UC Irvine

Mitochondrial dysfunction has repeatedly been reported associated with type 2 diabetes mellitus (T2DM) and metabolic syndrome (MS), as have mitochondrial DNA (mtDNA) tRNA and duplication mutations and mtDNA haplogroup lineages. We identified 19 Taiwanese T2DM and MS pedigrees from Taiwan, with putative matrilineal transmission, one of which harbored the pathogenic mtDNA tRNA^Leu(UUR) nucleotide (nt) 3243A>G mutation on the N9a3 haplogroup background. We then recruited three independent Taiwanese cohorts, two from Taipei (N = 498, mean age 52 and N = 1002, mean age 44) and one from a non-urban environment (N = 501, mean age 57). All three cohorts were assessed for an array of metabolic parameters, their mtDNA haplogroups determined, and the haplogroups correlated with T2DM/MS phenotypes. Logistic regression analysis revealed that mtDNA haplogroups D5, F4, and N9a conferred T2DM protection, while haplogroups F4 and N9a were risk factors for hypertension (HTN), and F4 was a risk factor for obesity (OB). Additionally, the 5263C>T (ND2 A165V) variant commonly associated with F4 was associated with hypertension (HTN). Cybrids were prepared with macro-haplogroup N (defined by variants m.ND3 10398A (114T) and m.ATP6 8701A (59T)) haplogroups B4 and F1 mtDNAs and from macro-haplogroup M (variants m.ND3 10398G (114A) and m.ATP6 8701G (59A)) haplogroup M9 mtDNAs.
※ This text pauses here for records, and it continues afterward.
PR #233, opened 2017-02-10
[WIP] Assess & improve the blueprint

srvance:
The default blueprint is run when `ember-bootstrap` is installed and can also be run separately. Currently it installs all of the dependencies necessary for e-b. With the Bootstrap 4 support, there are more dependencies and permutations of Bootstrap versions and preprocessors.

This PR investigates whether it works correctly in those situations and explores where we should go from there. Phase 1 assesses whether the blueprint works correctly for the various upgrade paths needed to support #206 with 2 Bootstrap versions (3, 4) and 3 preprocessor options (none, LESS, SASS). Phase 2 investigates whether we can improve the overhead of the current solution by installing only the packages necessary to support the chosen configuration.

# Phase 1: Install a functional `ember-bootstrap`

The `bs4` branch approach is to install `bootstrap#^3.3.7` in `bower.json` and `bootstrap#^4.0.0-alpha.6` and `bootstrap-sass#^3.3.7` in `package.json` and use build-time tree manipulation based on the `bootstrapVersion` setting in `index.js`. This results in additional overhead to install `ember-bootstrap`, but exactly what is needed in the production distribution.

* `e-b` = ember-bootstrap (None, <bs4, bs4)
* `BS` = Bootstrap (None, 3, 4)
* `Pre` = CSS preprocessor (None, LESS, SASS)
  * `LESS` = Assumes `ember-cli-less`
  * `SASS` = Assumes `ember-cli-sass`

## Installation Scenarios

Normal usage when `ember-bootstrap` has not been installed invokes the blueprint during `ember install ember-bootstrap`.

From/To (e-b/BS/Pre) | bs4/3/None | bs4/3/LESS | bs4/3/SASS | bs4/4/None | bs4/4/SASS |
---- | ---- | ---- | ---- | ---- | ----
None/None/None | Add bootstrap3 in bower.json and bootstrap4 in package.json | No direct path | No direct path | No direct path | No direct path
None/None/LESS | No direct path | Add bootstrap3 in bower.json and bootstrap 4 in package.json; create app.less | No direct path | No direct path | No direct path
None/None/SASS | No direct path | No direct path | Add bootstrap-sass and bootstrap4 in package.json; create app.scss | No direct path | No direct path
None/3/None | Update bootstrap3 in bower.json and add bootstrap4 in package.json | No direct path | No direct path | No direct path | No direct path
None/3/LESS | No direct path | Update bootstrap3 in bower.json and add bootstrap 4 in package.json; append import to app.less | No direct path | No direct path | No direct path
None/3/SASS | No direct path | No direct path | Add bootstrap-sass and bootstrap4 in package.json; append import to app.scss | No direct path | No direct path
None/4/None | Downgrade to bootstrap3 in bower.json and add bootstrap4 in package.json | No direct path | No direct path | No direct path | No direct path
None/4/SASS | No direct path | No direct path | Add bootstrap-sass and update bootstrap4 in package.json; append import to app.scss | No direct path | No direct path

### Notes

* Anything installed in `bower.json` will be untouched except for updating the "bootstrap" version if applicable. Most notably, this includes "bootstrap-sass".
* The blueprint makes no modifications to `ember-cli-build.js`
* The blueprint makes the wrong assumptions if an alternate preprocessor is present.
* There is no direct route to change preprocessors or to use Bootstrap 4 via the blueprint.

## Configuration Change Scenarios

Once `ember-bootstrap` has been installed, the blueprint is invoked with `ember generate ember-bootstrap`.

From/To (e-b/BS/Pre) | bs4/3/None | bs4/3/LESS | bs4/3/SASS | bs4/4/None | bs4/4/SASS |
---- | ---- | ---- | ---- | ---- | ----
<bs4/3/None |  |  |  |  |  
<bs4/3/LESS |  |  |  |  |  
<bs4/3/SASS |  |  |  |  |  
bs4/3/None | No change |  |  |  |  
bs4/3/LESS |  | No change |  |  |  
bs4/3/SASS |  |  | No change |  |  
bs4/4/None |  |  |  | No change |  
bs4/4/SASS |  |  |  |  | No change

## Other configurations

The following and other packages aren't explicitly addressed at this time, although their effects are if they install the packages addressed above.

* `ember-cli-bootstrap-sassy`
* `ember-cli-bootstrap3-sass`
* `ember-cli-postcss`
* `ember-cli-css-preprocess`

# Phase 2: Optimize Installation

Install only the necessary bootstrap and preprocessor packages and automatically manage the `bootstrapVersion` in `index.js`.

### DIFF
--- a/blueprints/ember-bootstrap/index.js
+++ b/blueprints/ember-bootstrap/index.js
@@ -83,7 +83,7 @@ module.exports = {
       let source = fs.readFileSync(file, 'utf-8');
       let build = new BuildConfigEditor(source);
       let newBuild = build.edit('ember-bootstrap', settings);
-      fs.writeFileSync(newBuild.code());
+      fs.writeFileSync(file, newBuild.code());
     } else {
       this.ui.writeLine(chalk.red(`Could not find ${file} to modify.`));
     }
--- a/blueprints/ember-bootstrap/index.js
+++ b/blueprints/ember-bootstrap/index.js
@@ -24,8 +24,8 @@ module.exports = {
   description: 'Configure ember-bootstrap',
 
   availableOptions: [
-    { name: 'bootstrap-version', type: Number, default: 3, aliases: ['bv'] },
-    { name: 'target-preprocessor', type: String, aliases: ['tp'] }
+    { name: 'bootstrap-version', type: Number, default: 3, aliases: ['bootstrap', 'bv'] },
+    { name: 'preprocessor', type: String, aliases: ['pp'] }
   ],
 
   works: 'insideProject',
@@ -34,31 +34,31 @@ module.exports = {
   },
 
   beforeInstall(option) {
-    let { bootstrapVersion, targetPreprocessor } = option;
+    let { bootstrapVersion, preprocessor } = option;
     if (bootstrapVersion !== 3 && bootstrapVersion !== 4) {
       throw new SilentError('Bootstrap version must be 3 or 4');
     }
 
-    if (targetPreprocessor && !validPreprocessors.includes(targetPreprocessor)) {
+    if (preprocessor && !validPreprocessors.includes(preprocessor)) {
       throw new SilentError(`Valid preprocessors are: ${validPreprocessors.join(', ')}`);
     }
 
-    if (!targetPreprocessor) {
+    if (!preprocessor) {
       let dependencies = this.project.dependencies();
       if ('ember-cli-sass' in dependencies) {
-        targetPreprocessor = option.targetPreprocessor = 'sass';
+        preprocessor = option.preprocessor = 'sass';
       } else if ('ember-cli-less' in dependencies) {
-        targetPreprocessor = option.targetPreprocessor = 'less';
+        preprocessor = option.preprocessor = 'less';
       } else {
-        targetPreprocessor = 'none';
+        preprocessor = 'none';
       }
     }
 
-    if (bootstrapVersion === 4 && targetPreprocessor === 'less') {
+    if (bootstrapVersion === 4 && preprocessor === 'less') {
       throw new SilentError('You cannot use LESS with Bootstrap 4');
     }
 
-    this.ui.writeLine(chalk.green(`Installing for Bootstrap ${bootstrapVersion} using preprocessor ${targetPreprocessor}`));
+    this.ui.writeLine(chalk.green(`Installing for Bootstrap ${bootstrapVersion} using preprocessor ${preprocessor}`));
   },
 
   afterInstall(option) {
@@ -86,7 +86,7 @@ module.exports = {
   },
 
   adjustBootstrapDependencies(option) {
-    let { bootstrapVersion, targetPreprocessor } = option;
+    let { bootstrapVersion, preprocessor } = option;
     let dependencies = this.project.dependencies();
     let bowerDependencies = this.project.bowerDependencies();
     let promises = [];
@@ -102,7 +102,7 @@ module.exports = {
         promises.push(this.removePackageFromBowerJSON('bootstrap-sass'));
       }
       promises.push(this.addPackageToProject('bootstrap', bs4Version));
-    } else if (targetPreprocessor === 'sass') {
+    } else if (preprocessor === 'sass') {
       if ('bootstrap' in dependencies) {
         promises.push(this.removePackageFromProject('bootstrap'));
       }
@@ -121,14 +121,14 @@ module.exports = {
   },
 
   addPreprocessorStyleImport(option) {
-    let { targetPreprocessor } = option;
+    let { preprocessor } = option;
     let importStatement = '\n@import "ember-bootstrap/bootstrap";\n';
 
-    if (targetPreprocessor === 'none') {
+    if (preprocessor === 'none') {
       return;
     }
 
-    let extension = targetPreprocessor === 'sass' ? 'scss' : 'less';
+    let extension = preprocessor === 'sass' ? 'scss' : 'less';
 
     let stylePath = path.join('app', 'styles');
     let file = path.join(stylePath, `app.${extension}`);
@@ -147,7 +147,7 @@ module.exports = {
 
   addBuildConfiguration(option) {
     let file = 'ember-cli-build.js';
-    let { bootstrapVersion, targetPreprocessor } = option;
+    let { bootstrapVersion, preprocessor } = option;
     let settings = {
       bootstrapVersion
     };
@@ -156,7 +156,7 @@ module.exports = {
       settings.importBootstrapFont = false;
     }
 
-    settings.importBootstrapCSS = (targetPreprocessor === 'none');
+    settings.importBootstrapCSS = (preprocessor === 'none');
 
     if (fs.existsSync(file)) {
       this.ui.writeLine(chalk.green(`Added ember-bootstrap configuration to ${file}`));
--- a/blueprints/ember-bootstrap/index.js
+++ b/blueprints/ember-bootstrap/index.js
@@ -111,13 +111,10 @@ module.exports = {
       }
       promises.push(this.addPackageToProject('bootstrap-sass', bs3Version));
     } else {
-      if ('bootstrap' in dependencies) {
-        promises.push(this.removePackageFromProject('bootstrap'));
-      }
       if ('bootstrap-sass' in dependencies) {
         promises.push(this.removePackageFromProject('bootstrap-sass'));
       }
-      promises.push(this.addBowerPackageToProject('bootstrap', bs3Version));
+      promises.push(this.addPackageToProject('bootstrap', bs3Version));
     }
 
     return rsvp.all(promises);
--- a/blueprints/ember-bootstrap/index.js
+++ b/blueprints/ember-bootstrap/index.js
@@ -34,7 +34,7 @@ module.exports = {
   },
 
   beforeInstall(option) {
-    let bootstrapVersion = option.bootstrapVersion;
+    let bootstrapVersion = option.bootstrapVersion = parseInt(option.bootstrapVersion);
     let preprocessor = option.preprocessor;
 
     if (bootstrapVersion !== 3 && bootstrapVersion !== 4) {
--- a/blueprints/ember-bootstrap/index.js
+++ b/blueprints/ember-bootstrap/index.js
@@ -11,28 +11,33 @@ const bs3Version = '^3.3.7';
 const bs4Version = 'next';
 
 module.exports = {
+  name: 'ember-bootstrap',
+
+  availableOptions: [
+    { name: 'bootstrap-version', type: Number, default: 3 }
+  ],
+
   normalizeEntityName() {
   },
 
-  afterInstall() {
-    return this.addDependencies()
-      .then(() => this.addPreprocessorImport());
+  afterInstall(options) {
+    return this.addDependencies(options)
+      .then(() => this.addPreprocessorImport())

Additionally, haplogroup B4 and F1 cybrids were prepared with and without the mtDNA variant in ND1 3394T>C (Y30H) reported to be associated with T2DM. Assay of mitochondria complex I in these cybrids revealed that macro-haplogroup N cybrids had lower activity than M cybrids, that haplogroup F cybrids had lower activity than B4 cybrids, and that the ND1 3394T>C (Y30H) variant reduced complex I on both the B4 and F1 background but with very different cumulative effects. These data support the hypothesis that functional mtDNA variants may contribute to the risk of developing T2DM and MS.